Language Models Encode Numbers Using Digit Representations in Base 10
Amit Arnold Levy, Mor Geva
TL;DR
The paper interrogates why large language models struggle with simple numerical tasks and finds that they encode numbers as per-digit circular representations in base $10$, rather than as single, continuous numeric values. Through digit-wise probing and causal digit-interventions, it shows high accuracy in recovering individual digits and demonstrated that altering a digit can update the overall number in a predictable way, while direct value reconstruction remains unreliable. This digit-centric encoding explains error patterns observed in arithmetic tasks and provides a mechanistic lens for numerical reasoning in LLMs, with implications for robustness and interpretability across models and tokenizations. The work highlights a novel, digit-level mechanism that could guide future analyses and mitigation strategies for numerical reasoning in neural language systems, including extensions to word-form numbers and fractions.
Abstract
Large language models (LLMs) frequently make errors when handling even simple numerical problems, such as comparing two small numbers. A natural hypothesis is that these errors stem from how LLMs represent numbers, and specifically, whether their representations of numbers capture their numeric values.
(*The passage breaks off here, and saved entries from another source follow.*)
PR #2884, opened 2026-08-17
feat(mmm): co-optimize named pm.Data levers alongside the media budgets

PabloRoque:
## Description

**Lets the budget optimizer solve for things that aren't media budgets, jointly with the media budgets.**

Today the decision vector is exclusively the media grid, so the optimizer can only answer "how do I split this budget across channels and periods." This PR lets you name any one-dimensional `pm.Data` node in the model, give it bounds, and have scipy solve for it and the spend allocation together:

```python
    ...,
    optimizable_vars={"promo_data": [(0.05, 0.45)]},   # native units
    response_variable="total_response_original_scale",  # must reach the lever
)
result = optimizer.allocate_budget(total_budget=100_000)
result.optimized_vars["promo_data"]  # labelled optimum
```

**Why jointly, rather than one and then the other.** The optimal discount depth depends on how much media is pushing the promoted product, and the optimal media split depends on how deep the discount is. Both segments live in one flat vector and go through a single `pymc.do()` substitution, so the Jacobian covers media and levers together and the cross-partials between them are real derivatives rather than an artifact of alternating two separate solves. That is the technical point of the PR; the rest is bookkeeping.

Discounts are the motivating application, but nothing here knows what a promotion is. The optimizer sees "a one-dim node with bounds," which is what keeps the marketing concepts in the follow-up and this PR reviewable as pure optimizer mechanics. An AST guard test enforces that no marketing module is imported.

### What it costs

`LeverVariable` implements the existing protocol in ~90 lines: the forward map is the identity up to relabelling the flat dim, the warm start is the node's current model value clipped to its bounds, and `default_bounds` are the declared native-unit bounds. `LeverVariable.from_model` reads a node's dim, coords and current value straight off the model and rejects anything that cannot serve as a lever, so the optimizer keeps a comprehension rather than an introspection loop. Everything else comes from the abstraction already in `main`, and `result.optimized_vars` was already populated, so the result path needed no change.

The equivalent in #2621 was roughly 400 lines of optimizer diff. This is the abstraction from #2879 paying rent.

Levers are optimized in their own units and **do not** enter the default budget-sum constraint, which sums the media tensor alone: a discount depth is not money drawn from a shared pool.

### Two guards, both exact

- **Construction-time reachability.** A lever the response variable cannot reach has an identically zero gradient, so the solver would return its warm start and report it as optimal. Graph ancestry settles this before anything is compiled. It fires in practice: writing the end-to-end test against the stock media-only objective was rejected, which is how it should behave, so the test effect registers an objective seeing both blocks.
- **Bounds and dim validation** in `LeverVariable.__init__`, so a wrong-length bounds list, a date-varying node or a multi-dim node fails at construction with a message naming the variable, rather than as a shape error from scipy at solve time.

Deliberately *not* included: the inert-variable probe (tracked in #2807) and the `f(x0)` finiteness check. A non-finite objective already fails loudly through scipy, so that check only improved a message, and the case it was written for is caught earlier at effect build time. The "levers scored against the media-contribution objective" warning is also held back: it pattern-matches an MMM variable name, so it belongs at the adaptor layer, in the follow-up.

### `optimization_variables` is now public

Constraining anything other than the media budgets means reaching a variable's segment of the flat vector, which was previously only possible through private attributes (raised by @daimon-pymclabs during #2621: levers optimizable but not constrainable through public API). The accessor closes that, with a docstring example and a test that caps a lever through a custom `Constraint` using only public API while the budget constraint still binds.

The container is exposed for reading, not for injection: it is built inside `model_post_init` and reached through a getter-only property, so "media comes first" stays structural rather than conventional.

### Budget participation seam (added after a spike)

The default sum constraint totalled the media tensor alone, so a second *monetary* variable would have been optimized for free. Variables now declare what they spend via `budget_contribution`, which defaults to `None`:

```python
def budget_contribution(self, z) -> XTensorVariable | None:
    return None            # a lever is not money
    # MediaVariable returns self.scattered(z), the tensor it already builds
```

Behaviour is unchanged, media is still the only contributor, but this is the piece reach-and-frequency budgets (#1968) and funnel spend both need, and including it means neither has to change the protocol later. A spike measured the cost at 30 lines across two files with no regressions, which is why it is folded in here rather than deferred.

A method rather than a flag, because the constraint cannot reconstruct a variable's monetary amount generically: media applies `channel_scales`, R&F would apply `cost_per_unit`. Only the variable knows what its slice costs. The contract follows the media convention of per-period rates rather than horizon totals, since the constraint sums contributions directly.

Tested with a stand-in spend variable: two monetary variables total together, and a lever stays out.

### Also closes a coverage gap from #2879

No test there built `OptimizationVariables` with two variables, so the container's `variable_slice` `isel` branch, which every additional variable depends on, never ran in CI. A lever is the first genuine second variable: the slice layout, the `isel` path, and the concatenation of `x0` and bounds across variables are all now exercised.

## Verification

160 tests green across `test_budget_optimizer.py`, `test_optimization_variables.py`, `test_budget_optimizer_mmm.py`, `test_cost_per_unit.py`. Lint and mypy clean.

## Scope

This generalizes the *decision vector*. It does not change what the objective counts, so mediated effects (funnel) are unaffected here: those need the response variable generalized, which lands with the effect protocol in the follow-up.

## Related

- Follow-up: `OptimizableMuEffect` plus the `MMM`/`link` wiring (second half of the closed #2804), then `DiscountedEventEffect` with its notebook
- Builds on #2879 · supersedes half of #2804 · probe redesign tracked in #2807
- Also unblocks #1968 (frequency/reach), though note R&F budgets are *spend* and so want a variable that participates in the sum constraint, unlike a lever

## Type of change

- [x] New feature (backward compatible: no `optimizable_vars` means behaviour is unchanged)

----
📚 Documentation preview 📚: https://pymc-marketing--2884.org.readthedocs.build/en/2884/

### DIFF
--- a/pymc_marketing/mmm/budget_optimizer.py
+++ b/pymc_marketing/mmm/budget_optimizer.py
@@ -1551,30 +1551,12 @@ class BudgetOptimizer(BaseModel):
         # Optimizable vars become lever variables appended after media. They
         # are optimized in their own units and stay out of the budget-sum
         # constraint, which sums the media tensor alone.
-        levers = []
-        for lever_name, lever_bounds in self.optimizable_vars.items():
-            if lever_name not in self.model.named_vars_to_dims:
-                raise ValueError(
-                    f"optimizable_vars entry '{lever_name}' is not a variable "
-                    "with named dims in the model."
-                )
-            lever_dims = list(self.model.named_vars_to_dims[lever_name])
-            if len(lever_dims) != 1 or lever_dims[0] == self.date_dim:
-                raise ValueError(
-                    f"optimizable_vars entry '{lever_name}' must have exactly "
-                    f"one dim, and not the {self.date_dim!r} dim; got "
-                    f"{tuple(lever_dims)}. Date-varying optimizable variables "
-                    "are not supported."
-                )
-            levers.append(
-                LeverVariable(
-                    name=lever_name,
-                    dim=lever_dims[0],
-                    coords=list(self.model.coords[lever_dims[0]]),
-                    bounds=lever_bounds,
-                    initial_value=self.model[lever_name].get_value(),
-                )
+        levers = [
+            LeverVariable.from_model(
+                self.model, lever_name, lever_bounds, date_dim=self.date_dim
             )
+            for lever_name, lever_bounds in self.optimizable_vars.items()
+        ]
 
         self._variables = OptimizationVariables([media_variable, *levers])
         self._budgets_flat = self._variables.flat
--- a/pymc_marketing/mmm/budget_optimizer.py
+++ b/pymc_marketing/mmm/budget_optimizer.py
@@ -251,6 +251,7 @@ from pymc.model.transform.optimization import freeze_dims_and_data
 from pytensor import function
 from pytensor.compile.sharedvalue import SharedVariable, shared
 from pytensor.graph import rewrite_graph
+from pytensor.graph.traversal import ancestors
 from pytensor.xtensor.type import XTensorVariable
 from scipy.optimize import OptimizeResult, minimize
 from xarray import DataArray, DataTree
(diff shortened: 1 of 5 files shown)


juanitorduz (approved):
Thank you @PabloRoque 🙌 !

We tackle this question from the observation that LLM errors on numerical tasks are often distributed across the digits of the answer rather than normally around its numeric value. Through a series of probing experiments and causal interventions, we show that LLMs internally represent numbers with individual circular representations per-digit in base 10. This digit-wise representation, as opposed to a value representation, sheds light on the error patterns of models on tasks involving numerical reasoning and could serve as a basis for future studies on analyzing numerical mechanisms in LLMs.